Jean-Yves Le Drian yang berkunjung ke kota Erbil, Irak pada Selasa (12/4/2016) mengatakan, ada dokumen-dokumen yang membuktikan penggunaan senjata kimia oleh Daesh untuk menyerang militer dan pasukan lokal Irak.
Menurut AFP, di hadapan pasukan Perancis yang ditempatkan di utara Irak, Le Drian menambahkan, Daesh menggunakan segala cara untuk mencapai tujuan-tujuannya.

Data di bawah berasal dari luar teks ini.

PR #2690, opened 2026-05-07
refactor(DES-315): extract CheckCollection* base classes for extensible check execution

m1n0:
## Summary

Structural refactor: extract a generic `CheckCollection*` base layer from the existing `Contract*` classes, and open a real extension seam (class-attribute polymorphism hooks) so future check-collection subtypes can plug into the same orchestration without forking it. **No change to the programmatic API for contract callers.**

The current contract verification engine is soda-core's most general check-execution machinery, but every class is named for the specific contract case (`ContractYaml`, `ContractImpl`, `ContractVerificationSession`, …). This PR promotes those classes to a `CheckCollection*` base layer in a new `soda_core.check_collections` subpackage, with `Contract*` remaining as concrete subtypes that the base orchestration constructs by default via four polymorphism hooks.

A contract becomes one specialization of "a YAML of checks executed against a dataset" — the most general primitive. The `Contract*` subtypes preserve every public import path, attribute access, constructor signature, and isinstance check that programmatic callers rely on. The one intentional exception is documented below.

## What this PR delivers

**1. Base layer** — new `soda_core.check_collections` subpackage:
| Module | Base class (canonical) | Concrete `Contract*` subtype (kept for BC) |
|---|---|---|
| `check_collections.check_collection_verification` | `CheckCollectionVerificationSession` | `ContractVerificationSession` |
| `check_collections.check_collection_verification` | `CheckCollectionSessionResult` | `ContractVerificationSessionResult` |
| `check_collections.check_collection_verification` | `CheckCollectionResult` | `ContractVerificationResult` |
| `check_collections.impl.check_collection_yaml` | `CheckCollectionYaml` | `ContractYaml` |
| `check_collections.impl.check_collection_yaml` | `CheckCollectionYamlExtension` (Protocol) | — (renamed from `ContractYamlExtension`, no BC alias — see "Intentional break" below) |
| `check_collections.impl.check_collection_verification_impl` | `CheckCollectionVerificationSessionImpl` | `ContractVerificationSessionImpl` |
| `check_collections.impl.check_collection_verification_impl` | `CheckCollectionImpl` | `ContractImpl` |
| `check_collections.impl.check_collection_verification_impl` | `CheckCollectionImplExtension` (Protocol) | — (renamed from `ContractImplExtension`, no BC alias — see "Intentional break" below) |
| `check_collections.impl.check_collection_verification_impl` | `CheckCollectionVerificationHandler` | `ContractVerificationHandler` (BC alias) |
| `check_collections.impl.check_collection_verification_impl` | `CheckCollectionVerificationHandlerRegistry` | `ContractVerificationHandlerRegistry` (BC alias) |
| `common.yaml` | `CheckCollectionYamlSource` | `ContractYamlSource` |

**2. Extension seam** — four class-attribute hooks on the base classes:
```python
class CheckCollectionVerificationSessionImpl:
    _YAML_CLASS: Optional[type[CheckCollectionYaml]] = None
    _IMPL_CLASS: Optional[type[CheckCollectionImpl]] = None
    _RESULT_CLASS: Optional[type] = None
    _SESSION_RESULT_CLASS: Optional[type] = None
```
The base orchestration resolves these via `cls._YAML_CLASS or _default_yaml_cls()` at every construction site (`execute()`, `_execute_locally()`, `_execute_on_agent()`, `verify()`). The `Contract*` path wires the hooks to itself at module load (`contract_verification_impl.py:142-147`, `contract_yaml.py:82`), so existing callers see identical behavior. A future `DataStandard*` subtype subclasses these and sets its own four hooks; orchestration then constructs its types with no other change. Proven by `soda-tests/tests/unit/test_check_collection_hooks.py` — two sentinel-subclass tests that exercise all four hooks end-to-end.

**3. BC bridges on the `Contract*` shim subclasses** — accept both legacy and canonical kwarg names, with `TypeError` if both are passed:
- `ContractVerificationSession.execute(contract_yaml_sources=...)` and `(check_collection_yaml_sources=...)` (`contract_verification.py:60`)
- `ContractVerificationSessionResult(contract_verification_results=...)` and `(check_collection_results=...)` (`contract_verification.py:75`)
- `ContractVerificationSessionImpl.execute(contract_yaml_sources=...)` and `(check_collection_yaml_sources=...)` (`contract_verification_impl.py:60`)
- `ContractImpl(contract_yaml=...)` and `(check_collection_yaml=...)` (`contract_verification_impl.py:99`)
- `ContractYaml.parse(contract_yaml_source=...)` and `(check_collection_yaml_source=...)` (`contract_yaml.py:28`)
- `ContractYaml(contract_yaml_source=...)` and `(check_collection_yaml_source=...)` (`contract_yaml.py:28`)

**4. `@property` aliases on `ContractYaml`** for the renamed instance attributes (`contract_yaml.py:66-74`):
- `contract_yaml.contract_yaml_source` → `check_collection_yaml_source`
- `contract_yaml.contract_yaml_object` → `check_collection_yaml_object`

**5. Other re-exports preserved** — `__all__` on both `contract_verification.py` and `contract_verification_impl.py` lists every legacy name; the shim re-imports them from the new base layer so `from soda_core.contracts.contract_verification import X` and `from soda_core.contracts.impl.contract_verification_impl import X` continue to work for all 47 legacy names (verified by introspection — see "Proof" below).

## Backwards compatibility

**Intent**: every public surface a programmatic user might rely on continues to work without code changes, *except* the two internal-only extension Protocols renamed for naming consistency (see below). The top-level user-facing API in `soda_core.contracts.api/` is untouched — zero diff.

**Mechanisms in place** (proof in the next section):

| Concern | Mechanism |
|---|---|
| Class imports from `contracts.contract_verification` | Shim re-exports all 16 legacy class names |
| Class imports from `contracts.impl.contract_verification_impl` | Shim re-exports all 31 legacy class names |
| `ContractVerificationSession.execute(contract_yaml_sources=...)` legacy kwarg | Accepted by BC bridge |
| `ContractYaml.parse(contract_yaml_source=...)` legacy kwarg | Accepted by BC bridge |
| `result.contract_verification_results` legacy attribute | `@property` alias |
| `contract_yaml.contract_yaml_object` / `.contract_yaml_source` legacy attributes | `@property` aliases |
| `ContractVerificationHandler` / `ContractVerificationHandlerRegistry` (post-processing handler extension surface) | Renamed canonically, BC alias kept |
| `contract_verification_handlers` classvar on the registry | BC alias references the canonical list by identity |
| Calling `execute()` with both legacy + canonical kwarg | Raises `TypeError` (loud, not silent precedence) |
| `isinstance(x, ContractVerificationResult)` etc. | Still works — `Contract*` is now a subclass of `CheckCollection*`, so isinstance against the legacy class succeeds for both legacy and new instances |

## Intentional break (the one exception, documented)

Two Protocol classes are renamed **without** a BC alias:

| Removed | Replacement |
|---|---|
| `ContractYamlExtension` in `soda_core.contracts.impl.contract_yaml` | `CheckCollectionYamlExtension` |
| `ContractImplExtension` in `soda_core.contracts.impl.contract_verification_impl` | `CheckCollectionImplExtension` |

These are internal extension hooks used to plug custom YAML / impl extensions into the engine. The only known consumers are `soda-extensions/soda-reconciliation` (updated in the companion PR — see below) and any external customer who built their own such Protocol implementation against an older soda-core. The break is **loud at import time** (`ImportError`), not silent. The migration is one line per implementation: change the import to the new name. No call-site changes required.

This was the deliberate naming-cleanup goal; keeping the old Protocol names would have meant carrying contract-flavoured names on a base-layer Protocol forever.

## Proof of equivalence

**Test matrix** (`TEST_DATASOURCE=duckdb pytest soda-tests/`):
- Pre-refactor baseline (merge-base `2dfcff27`): 811 passed, 14 skipped
- After all refactor commits: 813 passed, 14 skipped (+2 new tests for the polymorphism hooks)
- After merging current `main` (which added unrelated tests for SCS-1172): **900 passed, 14 skipped** ✅

**CI matrix** (most recent push): all 12 non-pending connectors green on Python 3.14 (athena, bigquery, duckdb, fabric, postgres, redshift, snowflake, sparkdf, sqlserver, synapse, trino-postgres, trino-s3). Pre-commit / lockfile / Aikido / SonarCloud / CLA all green.

**Public import audit** (introspection on the merged branch — 47 legacy class names across three public modules):
```
Checked 47 legacy imports — 0 missing.
Intentional renames (documented):
  contract_yaml.ContractYamlExtension: removed (renamed)
  contract_verification_impl.ContractImplExtension: removed (renamed)
```

**Top-level user-facing API** (`soda_core/contracts/api/`): **zero diff** between merge-base and HEAD. Anyone calling `verify_contract*` or `ContractVerificationSession.execute(...)` sees no difference.

**Hook substitutability proven**: `soda-tests/tests/unit/test_check_collection_hooks.py` defines five sentinel subclasses (one per base) and asserts that wiring the four hooks routes orchestration through them — proving the extension seam is real, not just renamed.

## Companion PR

[sodadata/soda-extensions#370](https://github.com/sodadata/soda-extensions/pull/370) — `des-315-phase-1-soda-core-structural-refactor-checkcollection-base` branch — updates the known consumers of the renamed Protocols and the renamed attribute names:

- `soda-reconciliation` — imports the new Protocol names; renames extension-method parameter names to match the new Protocol signatures
- `soda-migration` — uses the renamed `check_collection_yaml_source` / `check_collection_yaml_object` attributes directly (rather than relying on the BC `@property` aliases)
- `soda/failed_rows_extractor` — same attribute rename

The companion PR depends on this PR landing first, then a new soda-core release publishing the renames, then a lockfile bump in soda-extensions. Documented on that PR.

Refs DES-315


paulteehan (approved):

soda-core/src/soda_core/check_collections/impl/check_collection_verification_impl.py
```diff
@@ -0,0 +1,1978 @@
...
+        only_validate_without_execute: bool,
+        provided_variable_values: dict[str, str],
+        data_timestamp: Optional[str],
+        data_source_impls: list[DataSourceImpl],
+        data_source_yaml_sources: list[DataSourceYamlSource],
+        soda_cloud_impl: Optional[SodaCloud],
+        soda_cloud_publish_results: bool,
+        check_selectors: list[CheckSelector],
+        dwh_data_source_file_path: Optional[str] = None,
+    ) -> list["ContractVerificationResult"]:
```
mivds: Should this also be renamed? Still specifies `ContractVerificationResult`

soda-core/src/soda_core/check_collections/impl/check_collection_verification_impl.py
```diff
@@ -0,0 +1,1978 @@
...
+    # Subtype hooks: subclasses (e.g. ContractVerificationSessionImpl, a future
+    # DataStandardVerificationSessionImpl) set these to their concrete YAML / impl /
+    # result / session-result classes. Resolved at use sites in execute() and its
+    # helpers; ``None`` falls back to the default Contract* types so the base layer
+    # remains usable directly. This makes the structural seam polymorphic — a
+    # subclass that sets the four hooks gets its own types constructed and returned
+    # without re-implementing orchestration.
+    _YAML_CLASS: Optional[type["CheckCollectionYaml"]] = None
+    _IMPL_CLASS: Optional[type["CheckCollectionImpl"]] = None
+    _SESSION_RESULT_CLASS: Optional[type] = None
```
mivds, line 168: If the goal is to enable polymorphism and proper typing, I think this implementation is incomplete. The return types for this class are still referencing the base class, not the actual implementation classes. To fix that the class should be made generic.

```python
from typing import Generic, TypeVar

CheckCollectionYamlType = TypeVar("CheckCollectionYamlType", bound=CheckCollectionYaml)
CheckCollectionImplType = TypeVar("CheckCollectionImplType", bound=CheckCollectionImpl)
CheckCollectionVerificationResultType = TypeVar("CheckCollectionVerificationResultType", bound=ContractVerificationResult)  # This one probably still needs to renamed?

class CheckCollectionVerificationSessionImpl(Generic[CheckCollectionYamlType, CheckCollectionImplType, CheckCollectionVerificationResultType]):
    @classmethod
    def _execute_locally(...): -> list[CheckCollectionVerificationResultType]
        ...
```

I'd also argue using subclass parameter initialization is cleaner (more explicit) than overriding class variables the way it is now, but that's more of a flavor thing. Example of what that could look like:

```python
class CheckCollectionVerificationSessionImpl:
    def __init_subclass__(
        cls,
        check_collection_yaml_type: type[CheckCollectionYamlType] = CheckCollectionYaml,
        check_collection_impl_type: type[CheckCollectionImplType] = CheckCollectionImpl,
        check_collection_verificaton_result_type: type[CheckCollectionVerificationResultType] = CheckCollectionVerificationResult
        **kwargs
    ):
        super().__init_subclass__(**kwargs)
        cls._YAML_CLASS = check_collection_yaml_type
        cls._IMPL_CLASS = check_collection_impl_type
        cls._RESULT_CLASS = check_collection_verificaton_result_type

class ContractVerificationSessionImpl(
    check_collection_yaml_type=ContractYaml,
    check_collection_impl_type=ContractImpl,
    check_collection_verificaton_result_type=ContractVerificationResult
):
    ...
```

Of if we combine both and extract the type arguments from the `Generic` typing (more magic here, less work in inherited classes):
```python
from typing import Generic, TypeVar, get_args

CheckCollectionYamlType = TypeVar("CheckCollectionYamlType", bound=CheckCollectionYaml)
CheckCollectionImplType = TypeVar("CheckCollectionImplType", bound=CheckCollectionImpl)
CheckCollectionVerificationResultType = TypeVar("CheckCollectionVerificationResultType", bound=ContractVerificationResult)  # This one probably still needs to renamed?

class CheckCollectionVerificationSessionImpl(Generic[CheckCollectionYamlType, CheckCollectionImplType, CheckCollectionVerificationResultType]):
    def __init_subclass__(cls, **kwargs):
        super().__init_subclass__(**kwargs)
        # Note: probably needs more logic to deal with multiple/nested inheritance
        cls._YAML_CLASS, cls._IMPL_CLASS, cls._RESULT_CLASS = get_args(cls.__orig_bases__)
```

Disclaimer:
* Not validated any of it, mostly going off of memory and some quick interactive terminal trials
* That last implementation with extracting types from the typing info may need to resolve strings to actual types (using `typing.get_type_hints`)

soda-core/src/soda_core/check_collections/impl/check_collection_verification_impl.py
```diff
@@ -0,0 +1,1978 @@
...
+    SodaCloudYamlSource,
+)
+from soda_core.contracts.impl.check_selector import CheckSelector
+from tabulate import tabulate
+
+logger: logging.Logger = soda_logger
+
+
+def _default_yaml_cls():
+    """Lazy-resolve the default concrete CheckCollectionYaml subclass."""
```
mivds, line 62: What's the rationale for doing lazy resolving? Are we trying to avoid import conflicts, or doing this for performance reasons?

soda-core/src/soda_core/check_collections/impl/check_collection_verification_impl.py
```diff
@@ -0,0 +1,1978 @@
...
+
+
+class CheckCollectionImpl:
+    check_collection_impl_extensions: dict[str, type[CheckCollectionImplExtension]] = {}
+
+    # Subtype hook: subclasses (e.g. ContractImpl, a future DataStandardImpl) set this
+    # at module level to the concrete result class they want ``verify()`` to construct
+    # and return. ``None`` falls back to ContractVerificationResult for backwards
+    # compatibility.
+    _RESULT_CLASS: Optional[type] = None
```
mivds, line 438: Same note here as above. `CheckCollectionImpl` should probably become `Generic`

soda-core/src/soda_core/check_collections/impl/check_collection_verification_impl.py
```diff
@@ -0,0 +1,1978 @@
...
+    def _parse_columns(self, check_collection_yaml: CheckCollectionYaml) -> list[ColumnImpl]:
+        columns: list[ColumnImpl] = []
+        if check_collection_yaml.columns:
+            for column_yaml in check_collection_yaml.columns:
+                if column_yaml:
+                    column = ColumnImpl(check_collection_impl=self, column_yaml=column_yaml)
+                    columns.append(column)
+        return columns
+
+    def verify(self) -> "ContractVerificationResult":
```
mivds: Any specific reason to quote the result type here (and elsewhere)? I'd be inclined to go with `from __future__ import annotations` at the top of the file instead

soda-core/src/soda_core/check_collections/impl/check_collection_verification_impl.py
m1n0: yes, this was intentionally incomplete/minimal, just to enable moving all the code around, as all variants require some changes in the callers, which I very strictly want to avoid in this PR. Subsequent PR coming right after this will do the change, and I have previously chosen subclass parameter initialization.

soda-core/src/soda_core/check_collections/impl/check_collection_verification_impl.py
m1n0: indeed, and there were a few more, renamed

soda-core/src/soda_core/check_collections/impl/check_collection_verification_impl.py
m1n0: Only circular import avoidance. These will disappear in subsequent PR once init subclass is done

soda-core/src/soda_core/check_collections/impl/check_collection_verification_impl.py
m1n0: indeed, sublcass init will solve this fully

soda-core/src/soda_core/check_collections/impl/check_collection_verification_impl.py
m1n0: leftover, it was needed previously because of circular imports, gone now. I was too strict in speccing this phase one with things like "no changes to code whatsoever" etc, as I was trying to minimize risk of drift. Resolved

mivds (approved):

Sementara itu, salah satu pejabat tinggi militer Perancis yang ditempatkan di Irak juga mengatakan, berdasarkan bukti dan saksi, Daesh berulang kali menggunakan gas Mustard setelah menggunakan Klorin.
Menurutnya, penggunaan senjata kimia seperti itu telah sering terjadi.
Sejak menduduki sebagian wilayah Irak pada Juni 2014, Daesh yang memperoleh dukungan finansial dan senjata dari negara-negara Barat dan sekutunya telah melakukan berbagai kejahaatan mengerikan di negara Arab ini. (RA)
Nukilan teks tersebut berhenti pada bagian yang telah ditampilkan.